ビットコイン残高が増加するなか、イーサリアムの取引所供給量は11週間で15%減少:Santiment
重要ポイント
- •オンチェーン分析企業Santimentによると、暗号資産取引所に保有されるイーサリアムの供給量は過去11週間で約15%減少した。
- •同じ11週間の期間にビットコインの取引所残高は増加しており、減少するイーサリアムの取引所供給量とは対照的である。
- •イーサリアムは取引所以外でスマートコントラクトによるステーキングや分散型ファイナンス(DeFi)プロトコルでの運用が可能だが、セルフカストディで保有されたビットコインはネイティブのオンチェーン利回りを生まない。
- •取引所残高の減少は一般的に短期的な売り圧力が和らいでいる兆候と見なされるが、将来の価格上昇を保証するものではない。
- •2024年1月と2024年7月にそれぞれ登場した米国のビットコインおよびイーサリアム現物ETFは資産をカストディアンに保管しているため、これらの商品を経由する機関投資家のフローは取引所残高データには現れない。

オンチェーン分析企業Santimentによると、暗号資産取引所に保有されるイーサリアムの供給量は過去11週間で約15%減少し、投資家がETHを中央集権的な取引プラットフォームから移動させるトレンドが続いています。同じ期間にビットコインの取引所残高は静かに増加しており、時価総額上位2つの暗号資産の間で投資家行動の乖離が浮き彫りになっています。
取引所供給量の減少は、保有者が資産をセルフカストディや長期保管に移していることを示すことが多く、取引に直ちに利用できるETHの量が減少します。これは将来の価格上昇を保証するものではありませんが、取引所残高の低下は一般的に短期的な売り圧力が和らいでいる兆候と見なされています。最新のデータは、イーサリアム保有者の間で accumulation(蓄積)行動が続いていることを示しています。セルフカストディへの移行は、2022年11月のFTX取引所の崩壊によって中央集権型プラットフォームへの信頼が損なわれて以来、業界で繰り返し見られるテーマであり、イーサリアムにはビットコインにない取引所以外の移動先があります。すなわち、ETHはネットワークの保全を支えて報酬を得るためにスマートコントラクトでステーキングするか、分散型ファイナンス(DeFi)プロトコルで運用することが可能です。
ビットコインの取引所残高は上昇
イーサリアムとは対照的に、ビットコインの取引所残高は同じ期間に静かに増加しました。取引所に保有されるBTCの増加は、取引や流動性に利用できるコインが増えていることを示唆する可能性がありますが、取引所への流入はさまざまな理由で発生するため、必ずしも直近の売却を示すものではありません。
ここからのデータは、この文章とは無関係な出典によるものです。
PR #9320, opened 2019-08-06
Common: fixed bugs in MPC_OSQP; added tests to compare result of MPC_…

sjiang2018:
…qpOASES and MPC_OSQP

### DIFF
--- a/modules/common/math/mpc_osqp.cc
+++ b/modules/common/math/mpc_osqp.cc
@@ -23,17 +23,23 @@ MpcOsqp::MpcOsqp(const Eigen::MatrixXd &matrix_a,
                  const Eigen::MatrixXd &matrix_b,
                  const Eigen::MatrixXd &matrix_q,
                  const Eigen::MatrixXd &matrix_r,
-                 const Eigen::MatrixXd &matrix_lower,
-                 const Eigen::MatrixXd &matrix_upper,
-                 const Eigen::MatrixXd &matrix_initial_state,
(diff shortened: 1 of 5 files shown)


modules/common/math/mpc_osqp.cc
```diff
@@ -19,21 +19,28 @@
 namespace apollo {
 namespace common {
 namespace math {
+// #define ADEBUG AINFO
```
Capri2014: remove this line please

modules/control/controller/mpc_controller.cc
```diff
@@ -365,6 +366,14 @@ Status MPCController::ComputeControlCommand(
   Matrix upper_bound(controls_, 1);
   upper_bound << wheel_single_direction_max_degree_, max_acceleration_;
 
+  double max = std::numeric_limits<double>::max();
```
Capri2014: use const here

modules/control/controller/mpc_controller.cc
```diff
@@ -365,6 +366,14 @@ Status MPCController::ComputeControlCommand(
...
+  Matrix lower_state_bound(basic_state_size_, 1);
+  lower_state_bound << -1.0 * max, -1.0 * max, -1.0 * max, -1.0 * max,
+      -1.0 * max, -1.0 * max;
+
+  Matrix upper_state_bound(basic_state_size_, 1);
```
Capri2014: We may need to load the state confs from configs instead of just setting it to max, please add TODO here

また、ビットコインにはネイティブのステーキングメカニズムがないため、セルフカストディで保有されたコインはオンチェーンの利回りを生み出しません。これは両資産の構造的な違いです。
この乖離するトレンドは、近年数週間にわたりイーサリアムとビットコインに対する投資家行動が異なっていたことを示唆しており、イーサリアム保有者はよりセルフカストディへ傾いていると見られます。
Cointelegraphは2026年8月20日にXでこの動きを報告しました:
UPDATE: Ethereum's exchange supply has fallen roughly 15% over eleven weeks while Bitcoin's balances quietly climbed back, per Santiment. pic.twitter.com/5aSfp3LjQX — Cointelegraph (@Cointelegraph) August 20, 2026
オンチェーントレンドの乖離が浮上
最新のイーサリアム取引所供給量データは、時価総額上位2つの暗号資産の間で対照的なオンチェーンダイナミクスを浮き彫りにしています。イーサリアムの取引所残高の減少はより長期的な保有行動を反映している可能性がある一方、ビットコインの取引所供給量の増加は異なる資金移動パターンを示唆しています。また、取引所供給量の数値は市場の一部しか捉えていません。2024年1月と2024年7月にそれぞれ登場した米国のビットコインおよびイーサリアムの現物ETFは、原資産を取引プラットフォームではなくカストディアンに保管しているため、これらの商品を経由する機関投資家の資金フローは取引所残高データには現れません。
投資家は、これらのトレンドが持続するかどうかを判断するため、ETFフローやより広範な市場動向と併せて取引所残高のモニタリングを続けていくでしょう。